Telehealth – Telemedicine is the ability to promote healthy behavior and provide medical care remotely using broadband connectivity between facilities, thus expanding access to vital services and improving the quality of care by linking critical expertise to medically-underserved communities. It also has the potential to help control healthcare costs by being able to monitor patients at home (decreasing follow-up visits) and synthesizing volumes of data on treatment protocols to improve patient outcomes. Promoting telehealth-telemedicine services also is an effective strategy to drive broadband deployment into rural communities and encourage adoption at home. CETF was a key partner working with the University of California and a consortium of State agencies, providers, and foundations to establish the California Telehealth Network (CTN). CETF delineated the vision for CTN to grow to a robust network with sufficient scale to become sustainable and function as an agile intermediary to connect medically underserved communities and populations with quality medical resources to improve access and population health.
Highlights of Results:
- CETF provided $3.6 million to match an initial grant of $22.1 million from the FCC to build the CTN network and contributed more than $1 million in operating seed capital as well as pro bono administrative and management support services to ensure success.
- CETF facilitated the establishment of CTN as a non-profit organization and prepared all the essential corporate policies and management procedures to stand up CTN as an independent operating entity.

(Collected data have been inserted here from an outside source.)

Issue #7278, opened 2023-12-28
The plot component has a problem displaying the chart when adding a curve.


Woodii1998:
**Description**
Plot component curves are lost when adding curves
The plot component loses some curves when adding curves.

- Version: 1.82.0+dcf781b.f63d3af
- Platform: web
- Data source (e.g. bag file, mcap file, rosbridge, ROS 1/2 native): mcap

**Steps To Reproduce**

https://github.com/foxglove/studio/assets/33593572/cac96841-799c-4d4c-a160-ba1068b9c7f5

**Expected Behavior**
When you add a curve, you can show all the curves.

Woodii1998:
mcap file is here, if you want

https://drive.google.com/file/d/1K042_0shfzOBv4FkieIsbqL-LMIIJ-mp/view?usp=sharing

defunctzombie:
@Woodii1998 could you give this preview deployment a try: https://studio-hdnbgt93s.foxglove.party/ I think it will fix your issue

Woodii1998:
> @Woodii1998 could you give this preview deployment a try: https://studio-hdnbgt93s.foxglove.party/ I think it will fix your issue

Looking good, looks like the issue is fixed!

PR #7279, opened 2024-01-01
Plots!

defunctzombie:
**User-Facing Changes**
Plot panel bugfixes

**Description**
Over the past few months there's been a lot of work on the plot panel to improve performance for large datasets. The performance has improved (yet is still not meeting expectations) and the number of bug reports as skyrocketed. Additionally, the code changes introduced thousands of lines of code that no current team member understands and can effectively debug to resolve the outstanding plot bugs.

Rather than bandaid the plot and continue with a complex and fragile architecture, I've taken a different tactic and propose a complete overhaul of the architecture while maintaining the important performance characteristics.

In this PR I do away with the following concepts from the Plot panel code:
- Processor: the recently added code that is large, complex, fragile, and hard to debug). It is responsible for some form of coordination between downsampling and rendering.
- PlotChart (and the many hooks): another layer wrapping the TimeBasedChart component
- TimeBasedChart: the react layer(s) wrapping the chartjs interface (and ultimately the worker that renders the chart data)
- useDataset (and other hooks): the layers of hooks responsible for figuring out datasets? unclear what it does now with the processor
- many other support files related to powering the above

To replace the above I've implemented:
- Plot.tsx: The plot panel component. This sets up interfaces between the "react" layer (message pipeline, DOM elements, mouse events, config, etc) and the chart logic (dataset building, rendering) which does not use react and does away with the many many hooks for dataset fetching.
- PlotCoordinator.ts: Receives inputs from the "react" layer (DOM events, hover updates, player state, config, tooltips) and dispatches them to the the DatasetsBuilder or the ChartRenderer depending on the update. It gets downsampled datasets from the Builder to the the ChartRenderer. The builder and renderer run in workers so the main thread UX interactions remain fast while downsampling and rendering.
- OffscreenCanvasRenderer & ChartRenderer.ts: Draws chart datasets onto an offscreen canvas.
- IDatasetsBuilder.ts: Accumulates raw datasets and provides an interface to query for downsampled chart datasets.
- BlockTopicCursor: Tracks the processed block location for a topic. Each series has a cursor which identifies the _next_ blocks of data that need sending to the dataset builder. When the cursor detects the underlying blocks changed it resets and we can re-accumulate the updated series data.

Note: The panel does not pause/resume frame

Fixes: #7278
Fixes: FG-5381
Fixes: FG-6190
Fixes: FG-6181
Fixes: FG-6179
Fixes: FG-6171
Fixes: FG-6184
Fixes: FG-6218
Fixes: FG-6192
Fixes: FG-6189
Fixes: FG-6151
Fixes: https://github.com/orgs/foxglove/discussions/549

---
Showstoppers:

Errata:

- [x] story preloaded data in binary blocks (issue is same message path different series w/ receiveTime vs headerStamp) https://github.com/foxglove/studio/pull/7324
- [ ] When using "show value" in the legend - if you remove a series the value of the series that remains disappears 
- [ ] two series with the same message path and same timestamp method? (roman: if they use the same timestamp mode they will appear as the same series - we can disambiguate them by their _index_ in the paths list but if one of them is removed then it will appear like the remaining one is a _new_ series (different index) and we will need to re-send the data to the worker. 
- [ ] `grid.data[:]` crashes with the tf grid dataset

TODO perf/cleanup:
- [ ] use partial subscriptions for index mode and current msg path mode
- [x] one version of getChartValue, readMessagePathItems, isChartValue
- [ ] "split down" on mcnasty-5m causes the UI to lock up for 0.5-3s. if I try to split many panels too quickly it can crash the tab (roman: split current processing from blocks to dispatch render updates between blocks when all data is already preloaded)
- [x] more testing with data platform
- [ ] avoid dataset re-downsample when playing or hovering if no dataset changes
- [ ] a path like `/mcnasty/position.` resulted in a subscription with an "" empty field name when really this path is not yet valid and we should not update subscriptions
- [ ] probably don't need the useEffect to set renderer and can add a canvas element directly to the react via jsx and get a ref on that instead of the canvasDiv flow (noted by roman)
- [x] normalize config before sending downstream (maybe add the computed key and apply global variables as well)
- [ ] deduplicate mock Worker code for unit tests
- [ ] fillInGlobalVariablesInPath is done in each datasets builder - would be nice to do once at top level
- [ ] have renderer request viewport dataset directly instead of hop through main thread
- [ ] `void this.#datasetsBuilderRemote.setConfig(this.#seriesConfigs);` needs error handling - maybe move the sending of the config before sending the datasets since that is already in an async function
- [ ] "RosPath" stuff needs to be renamed as MessagePath and put in a new _package_ in the repo.
- [ ] incremental downsampling
- [x] Add _key_ to IndexDatasetsBuilder series and CurrentCustomDatasetsBuilder for lookup of series that changes after global variables change.
- [ ] This code to build subscriptions from series could be moved into a separate function/file and given unit tests
- [ ] https://github.com/foxglove/studio/pull/7279#discussion_r1445530771
- [ ] https://github.com/foxglove/studio/pull/7279#discussion_r1451030540

---
When plotting an enum value the tooltip can show the "text"
image


amacneil:
image

amacneil:
Note from our call: I'm able to crash the tab fairly easily with mcnasty-5m by splitting and panning tabs. Happy to test more after the next round of code lands.

packages/studio-base/src/panels/Plot/builders/TimeseriesDatasetsBuilderImpl.ts
```diff
@@ -0,0 +1,324 @@
...
+        // Limit the total current datums for any series so they do not grow indefinitely
+        const cullSize = Math.max(
+          0,
+          series.current.length + action.items.length - MAX_CURRENT_DATUMS,
+        );
+        series.current.splice(0, cullSize);
+
+        const sorted =
+          series.config.timestampMethod === "headerStamp"
+            ? action.items.slice().sort(compareDatum)
```
jtbandes, line 268: could we perhaps say that this function takes "ownership" of `action.items` and is therefore allowed to sort in-place? or is the calling code actually still referencing this array?

packages/studio-base/src/panels/Plot/builders/TimeseriesDatasetsBuilderImpl.ts
```diff
@@ -0,0 +1,324 @@
...
+        if (series.config.timestampMethod === "headerStamp") {
+          series.full.sort(compareDatum);
+        }
+
+        // trim current data to remove values present in the full data
+        const lastX = series.full[series.full.length - 1]?.x;
+        if (lastX != undefined) {
+          let idx = 0;
+          for (const item of series.current) {
+            if (item.x > lastX) {
```
jtbandes, line 317: this could probably done with a `findIndex` or `findLastIndex`?

packages/studio-base/src/panels/Plot/csv.ts
```diff
@@ -2,44 +2,52 @@
...
-  const { x, value, receiveTime, headerStamp } = data;
+function getCSVRow(label: string, data: CsvDataset["data"][0]) {
+  const { x, y, receiveTime, headerStamp } = data;
   const receiveTimeFloat = formatTimeRaw(receiveTime);
   const stampTime = headerStamp ? formatTimeRaw(headerStamp) : "";
-  return [x, receiveTimeFloat, stampTime, label, value];
+  return [x, receiveTimeFloat, stampTime, label, y];
 }
 
 const getCVSColName = (xAxisVal: PlotXAxisVal): string => {
```
jtbandes, line 19:
```suggestion
const getCSVColName = (xAxisVal: PlotXAxisVal): string => {
```

packages/studio-base/src/panels/Plot/builders/CustomDatasetsBuilder.ts
```diff
@@ -0,0 +1,324 @@
...
+        value: chartValue,
+        receiveTime: event.receiveTime,
+      });
+    }
+  }
+
+  return out;
+}
+
+function getChartValue(value: unknown): number | undefined {
```
jtbandes, line 285: this function needs to be deduped

packages/studio-base/src/panels/Plot/builders/CustomDatasetsBuilder.ts
```diff
@@ -0,0 +1,324 @@
...
+    this.#pendingDataDispatch.push({
+      type: "reset-current-x",
+    });
+
+    this.#pendingDataDispatch.push({
+      type: "reset-full-x",
+    });
+  }
+
+  public setConfig(config: Immutable<PlotConfig>, globalVariables: GlobalVariables): void {
```
jtbandes, line 191: Seems like some of this stuff could maybe be deduped/shared between the different builders? or do you want to keep them totally separate?

packages/studio-base/src/panels/Plot/builders/CustomDatasetsBuilder.ts
```diff
@@ -0,0 +1,324 @@
...
+        this.#pendingDataDispatch.push({
+          type: "append-current",
+          series: seriesConfig.messagePath,
+          items: pathItems,
+        });
+      }
+    }
+
+    const blocks = state.progress.messageCache?.blocks;
+    if (blocks) {
```
jtbandes, line 118: early return? there's a lot of nesting going on here  -- or maybe the answer is to move this part into a separate testable function?

packages/studio-base/src/panels/Plot/builders/CurrentCustomDatasetsBuilder.ts
```diff
@@ -0,0 +1,227 @@
...
+    if (!activeData || !this.#parsedPath) {
+      return;
+    }
+
+    const msgEvents = activeData.messages;
+    if (msgEvents.length === 0) {
+      return;
+    }
+
+    for (let i = msgEvents.length - 1; i >= 0; --i) {
```
jtbandes, line 54: `findLast`

packages/studio-base/src/panels/Plot/builders/CurrentCustomDatasetsBuilder.ts
```diff
@@ -0,0 +1,227 @@
...
+
+    if (this.#xValues.length === 0) {
+      return;
+    }
+
+    const range: Bounds1D = { min: 0, max: 0 };
+    for (const series of this.#seriesByMessagePath.values()) {
+      // loop over the events backwards and once we find our first matching topic
+      // read that for the path items
+      for (let i = msgEvents.length - 1; i >= 0; --i) {
```
jtbandes, line 85: `findLast`

packages/studio-base/src/panels/Plot/builders/BlockTopicCursor.ts
```diff
@@ -0,0 +1,68 @@
+// This Source Code Form is subject to the terms of the Mozilla Public
+// License, v2.0. If a copy of the MPL was not distributed with this
+// file, You can obtain one at http://mozilla.org/MPL/2.0/
+
+import { Immutable } from "@foxglove/studio";
+import { MessageEvent } from "@foxglove/studio";
+import { MessageBlock } from "@foxglove/studio-base/players/types";
+
+/**
+ * BlockCursor tracks the last seen block messages for a given topic and can produce the next
```
jtbandes, line 10:
```suggestion
 * BlockTopicCursor tracks the last seen block messages for a given topic and can produce the next
```

packages/studio-base/src/panels/Plot/builders/CurrentCustomDatasetsBuilder.ts
```diff
@@ -0,0 +1,227 @@
...
+
+type SeriesItem = {
+  enabled: boolean;
+  messagePath: string;
+  parsed: RosPath;
+  dataset: ChartDataset<"scatter", DatumWithReceiveTime[]>;
+};
+
+export class CurrentCustomDatasetsBuilder implements IDatasetsBuilder {
+  #parsedPath?: Immutable<RosPath>;
```
jtbandes, line 35: seems like this is the X path - would be helpful to name it as such

```suggestion
  #parsedXPath?: Immutable<RosPath>;
```

packages/studio-base/src/panels/Plot/builders/CurrentCustomDatasetsBuilder.ts
```diff
@@ -0,0 +1,227 @@
...
+        if (msgEvent.topic !== series.parsed.topicName) {
+          continue;
+        }
+
+        const items = simpleGetMessagePathDataItems(msgEvent, series.parsed);
+        const pathItems = items.map((item, idx) => {
+          const chartValue = getChartValue(item);
+
+          return {
+            x: this.#xValues[idx] ?? NaN,
```
jtbandes, line 96: I am not too familiar with the existing "custom x" code paths but how do we know that `xValues[idx]` is the right corresponding x value? What if the number of messages on the X topic was different from the number of messages on the Y topic?

packages/studio-base/src/panels/Plot/HoverValue.tsx
```diff
@@ -0,0 +1,40 @@
...
+  enabled: boolean;
+};
+
+/**
+ * Apply the hover value to the chart.
+ *
+ * Since the hover value can update frequently on hover we use this component to contain the scope
+ * of what will re-render when the value updates.
+ */
+export function HoverValue(props: Props): JSX.Element {
```
jtbandes, line 22: maybe call it an "Adapter" since it follows our "adapter" pattern of not rendering anything?

packages/studio-base/src/components/MessagePipeline/index.tsx
```diff
@@ -67,6 +67,21 @@ export function useMessagePipeline<T>(selector: (arg0: MessagePipelineContext) =
   );
 }
 
+export function useMessagePipelineSubscribe(): (
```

CETF strongly recommends that CTN return to being an independent California-based non-profit with all Directors residing in the state.
- CETF led efforts to secure additional funding for CTN, including helping obtain a $10 million NTIA ARRA grant, facilitating government approvals for UnitedHealth to redirect committed funds, and obtaining a $1 million grant from Kaiser Permanente.

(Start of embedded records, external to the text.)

PR #7298, opened 2024-01-02
Prune current plot data

achim-k:
**User-Facing Changes**
Fix memory leak in plot panel

**Description**
Prunes current plot data if the size of accumulated messages exceeds 20 MB.

### DIFF
--- a/packages/studio-base/src/panels/Plot/clients.ts
+++ b/packages/studio-base/src/panels/Plot/clients.ts
@@ -41,14 +41,20 @@ export type Client = {
 export type DatasetsState = {
   clients: Record<string, Client>;
   blocks: readonly MessageBlock[];
-  current: MessageEvent[];
+  current: {
+    messages: MessageEvent[];
+    sizeInBytes: number;
+  };
 };
 
 export function initDatasets(): DatasetsState {
   return {
     clients: {},
     blocks: [],
-    current: [],
+    current: {
+      messages: [],
+      sizeInBytes: 0,
+    },
   };
 }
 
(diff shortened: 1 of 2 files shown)


packages/studio-base/src/panels/Plot/clients.ts
```diff
@@ -211,7 +217,34 @@ export function updateCurrent(
...
+
+/**
+ * Removes older current messages so that current data does not exceed the given upper byte size limit.
+ * Ensures that at least one message remains.
+ */
+export function pruneCurrent(state: DatasetsState, upperByteSizeLimit: number): DatasetsState {
+  const { current: oldCurrent } = state;
+  const minNumBytesToBeFreed = oldCurrent.sizeInBytes - upperByteSizeLimit;
+  let numBytesToBeFreed = 0;
+  let idx = 0;
```
defunctzombie, line 235: You could also use a for loop here:

```(for let idx=0; idx < oldCurrent.messages.length - 1 && numBytesToBeFreed < minNumBytesToBeFreed; ++idx) { ...```

Did you mean to use `oldCurrent.messages.length - 1` rather than `oldCurrent.messages.length`? You always want to leave at least one old current message?

defunctzombie (approved):

packages/studio-base/src/panels/Plot/clients.ts
achim-k: Yes, at least one message should remain. I'm uncertain what will happen if all messages are pruned

achim-k: About the for loop approach: Wouldn't `idx`, which I use after the loop, be out of scope then?

defunctzombie: Yea - missed that bit. The loop is to calculate idx for the later slice. 👍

- CETF secured pro bono assistance and provided funding to refine the business plan with a disciplined schedule to reach 1,000 sites by 2018, including a significant increase in participation by safety-net community clinics. CETF worked with CTN to develop the metrics and procedures for regularly tracking CTN utilization for performance accountability.
- CETF funded other healthcare leaders to coordinate services with CTN: UC Merced to connect initial telemedicine sites in the San Joaquin Valley (with California Partnership for the San Joaquin Valley and AT&T), California Dental Association (with Verizon), and Palo Alto Institute for Research and Education.